¿Qué le decimos al dios de la muerte?

Sólo después de que el último árbol sea cortado, sólo después de que el último río sea envenenado, sólo después de que el último pez sea apresado, sólo entonces, sabrás que el dinero no se puede comer.

Carta del Gran Jefe de los Indios Cree al Presidente de los EEUU (1855)

De la primera a la última temporada de Juego de Tronos (sí, esa tan criticada) tienen secuencias espectaculares. Una de mis favoritas ocurre en el día en que Arya Stark debe escapar de Desembarco del Rey y el bravo Syrio Forel se enfrenta con una espada de madera a cinco guardias Lannister y a Ser Meryn Trant. Ese día, Syrio muere con toda probabilidad («La primera espada de Braavos no corre»), pero deja en el aire una frase alucinante: «¿Qué le decimos al dios de la muerte? Hoy, no.»

Syrio Forel y Arya Stark entrenando en Desembarco del Rey (Juego de Tronos: HBO).

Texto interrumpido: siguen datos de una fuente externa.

PR #1157, opened 2019-09-25
Add clang-tidy to buildsystem checks

simonsan:
Fixes #1060 continued from PR #1063 

Regarding #49 

Plan is: 

- [ ] Add a `diagnose` python-module that is making the checks after you call `./configure` (compile-commands.json) and add several other code-checks (clazy, etc.).
- [ ] Add a make target: `make diagnose` for all that checkups
- [ ] Export a (todo) list with warnings and errors for better overview

PR #1196, opened 2019-11-20
[Umbrella] Adding Github workflows

simonsan:
ci:  adding windows and ubuntu workflows,
doc: adding status badges for mac and win to readme.md

For the caching there is still some fine-tuning needed in the future. I'm also waiting for an increase of the limit and possibility to cache `vcpkg/installed`-dir of github-actions (actions/cache#6) and adding vcpkg packages to the virtual env (actions/virtual-environments#11) and that Qt gets added to the images (actions/virtual-environments#8). That overall could lower the win build for around 12 minutes.

The Ubuntu-CI is **not running** inside this main repo, but just outside for any forks of **openage**. People can make future use of this for pre-diagnosing `clang-tidy`-errors or `clang-format`-stuff inside their forked repositories. This functionality (clang-tidy and clang-format) is not added with this PR though and might come in the future.

### Win
- [ ] Investigate after build test output not being forwarded by shell
- [ ] Packaging Nightly builds directly on Github Releases
- [ ] Look into `install prefix` on x64 target being `program files (x86)` => [Around this function](https://gitlab.kitware.com/cmake/cmake/blob/8065a686ddcb54b10fd6758eca24280f3e68926b/Modules/CMakeGenericSystem.cmake#L68-156) (thanks tu) (**can't reproduce for now, later?**)
- [ ] User PWSH interface to [Windows Defender](https://docs.microsoft.com/en-us/windows/security/threat-protection/windows-defender-antivirus/command-line-arguments-windows-defender-antivirus) to scan package before publishing
- [x] Make use of Compiler Cache ([clcache](https://github.com/frerich/clcache/wiki/Integration), [cclash](https://github.com/inorton/cclash))
- [x] Add build matrix for cases ([versions of Python (Upstream Issue)](https://github.com/actions/setup-python/issues/86) or included in [win environments](https://github.com/actions/virtual-environments/issues/786), versions of compilers)
  - [x] Python 
  - [x] MSVC would be a good start into a build matrix => only Visual Studio 2019 on newest Windows builds
  - [x] Architecture is not needed now, but prepared, as we are not building/testing/packaging for 32bit platforms currently 
- [x] Add caching for vcpkg-dir using [run-vcpkg](https://github.com/marketplace/actions/run-vcpkg) ([example](https://github.com/lukka/CppBuildTasks-Validation/blob/master/.github/workflows/hosted-basic-cache-submod_vcpkg.yml) using [run-cmake](https://github.com/marketplace/actions/run-cmake) as well)

### Win-MSYS2
- [ ] MSYS2 could be an easy replacement where we could build on gcc/g++ and clang as well in a build matrix setup (would be easy to cache as well, one folder)
- [ ] Packaging Nightly builds directly on Github Releases
- [ ] Make use of ccache

### Linux
- [ ] New `make` targets
  - [ ] Code Analysis: Get [clang-tidy](https://github.com/StableCoder/cmake-scripts/blob/master/tools.cmake) [**script**](https://github.com/SFTtech/openage/pull/1196/files#diff-d328e269e5afad08dfe2dd3910ec4896) to work and let it upload a fixes-patch as artifact (#1157)
  - [ ] Code Formatting: Get [clang-format](https://github.com/StableCoder/cmake-scripts/blob/master/formatting.cmake) to work and let it upload a fixes-patch as artifact (#1167)
Ideas:  
  - [ ] [Sanitizer builds](https://github.com/StableCoder/cmake-scripts/blob/master/sanitizers.cmake)?
  - [ ] [Code coverage reports](https://github.com/StableCoder/cmake-scripts/blob/master/code-coverage.cmake)?
  - [ ] [VVVerbose builds](https://github.com/StableCoder/cmake-scripts/blob/master/compiler-options.cmake)?
  - [ ] [Dependency Graph](https://github.com/StableCoder/cmake-scripts/blob/master/dependency-graph.cmake)
- [x] Lockfile: Use config for the same system as lockfile so config changes rebuild cache 
- [x] File headers: Add header from copying.md to scripts

### Mac
- [ ] Packaging?
- [x] Add build matrix for cases (versions of Python, versions of compilers)
- [x] Check current workflow for `fonts` problem
- [x] Wait for the 2 GiB individual cache limit and cache brew+llvm, use brew again to install Qt

### DIFF
--- a/.github/workflows/ubuntu-ci.yml
+++ b/.github/workflows/ubuntu-ci.yml
@@ -1,0 +1,65 @@
+name: Ubuntu-CI
+on: [push, pull_request]
+
+jobs:
+  ubuntu-build:
+    if:
+      contains(github.repository, 'SFTtech')==false # CI for forks, lets this job run just outside of the main repo
+    strategy:
+      matrix:
+        cc: [gcc, clang-9]
+    runs-on: ubuntu-latest
+    env:
+      CC: ${{matrix.cc}}
+    steps:
+      - name: Checkout sources
+        uses: actions/checkout@v1
+      - name: Cache (ccache)
+        uses: actions/cache@v1.0.2
+        id: cache-ccache
+        if: startsWith(runner.os, 'Linux')
+        with:
+          path: ~/.ccache
+          key: ${{ runner.os }}-${{matrix.cc}}-ccache
+          restore-keys: |
+            ${{ runner.os }}-${{matrix.cc}}-ccache
+      - name: Setup apt repositories
+        run: |
+          if [ $CC = clang-9 ]; then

Sería fantástico que estos días aplicásemos un poco de toda esa épica a nuestro mundo. Aquí, en la Tierra, Bolsonaro ha despedido al director del instituto de investigación que denunció 72.000 incendios en el país en lo que va de año (sí, la cifra parece ser que es correcta) y ha culpado a las ONG. Las fotos satelitales son casi tan espeluznantes como el mensaje que el presidente brasileño está enviando a todo el mundo y que se resume del modo siguiente: abrir toda la Amazonia a la explotación minera, forestal y ga­nadera.

«¿Qué le decimos al dios de la muerte? Hoy, no.»

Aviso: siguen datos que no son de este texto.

PR #1203, opened 2019-11-29
Add CI config version to openage --version

simonsan:
This adds the version of a config file for the ci from an environment variable to version output of openage for later debugging.


TheJJ:
What would that version represent?

simonsan:
> Could the CI echo that version in its execution script? Or do we need the version to be compiled-in?

Both. CI will output that to the console and as well we need it compiled in. With this it would be easier to find problems that originate from compile time problems. Right now we can not see with which config a package was built, so we don't know if a bug was fixed due to changes in the CI config or changes to pulled in versions etc.

TheJJ:
Do you mean in case we distribute the CI-built package? Because if not, the version would never leave the CI system that echoed the version number it built with.

simonsan:
> Do you mean in case we distribute the CI-built package?

Yes, it's mainly for packages that we built with the CI and config changes that happen after distributing it. Also because the software on the CI systems (besides Kevin) could be changed without our immediate knowledge (updates to the base image). To diagnose errors in these moments (build fails, package is broken, etc.) it's easier to recheck the config version for changes. Overall it makes diagnosing very much easier,.

TheJJ:
We should restructure the python version reporting in the way we figured out in #1191: Store all the version information in c++, and query it from python via the cython-api. That way we define the versions only once and can also embed versions like the sdl-compiletime-version conveniently.

Issue #985, opened 2018-03-17
Convert: Flat terrain textures


heinezen:
As mentioned in #720, we want to convert the old SLP terrain files to a flat terrain texture. I've implemented a working prototype for that utilizing the dimetric projection algorithm from the openage modding repository. The resulting python script can be found [here](https://gist.github.com/heinezen/6ec3e95becc26bb3bb794cf7d66f266a). It operates on the output of our current converter.

`merge()` puts the single tiles together into one giant tile. `transform()` projects the result from dimetric to the desired flat perspective. Here you see the output when converting `15006.slp.png`.

![15006_flat_t](https://user-images.githubusercontent.com/6852422/37560012-930d5dd6-2a30-11e8-9504-3067557ec3dd.png)

Textures from SLPs will always have a ratio of 1:1 and a size of `481x481` (compared to `512x512` in HD).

Bolsonaro, igual que Trump, solo son el reflejo de nuestra sociedad. Hoy, nos dirigimos hacia un punto de no-retorno (o ya hemos embarrancado contra él), pero la mayoría sigue con el pie en el acelerador. Cada año, nos llega antes la noticia de que hemos agotado todos los recursos que puede generar el planeta en un año. Nos limpiamos el culo con la noticia. Cada año, es más evidente que, quieras seguir una dieta omnívora u otra basada en vegetales (o entre medias), no se puede mantenerse el consumo actual de recursos naturales. Pero no nos gusta cómo suena eso, así que lo obviamos y miramos hacia otro lado.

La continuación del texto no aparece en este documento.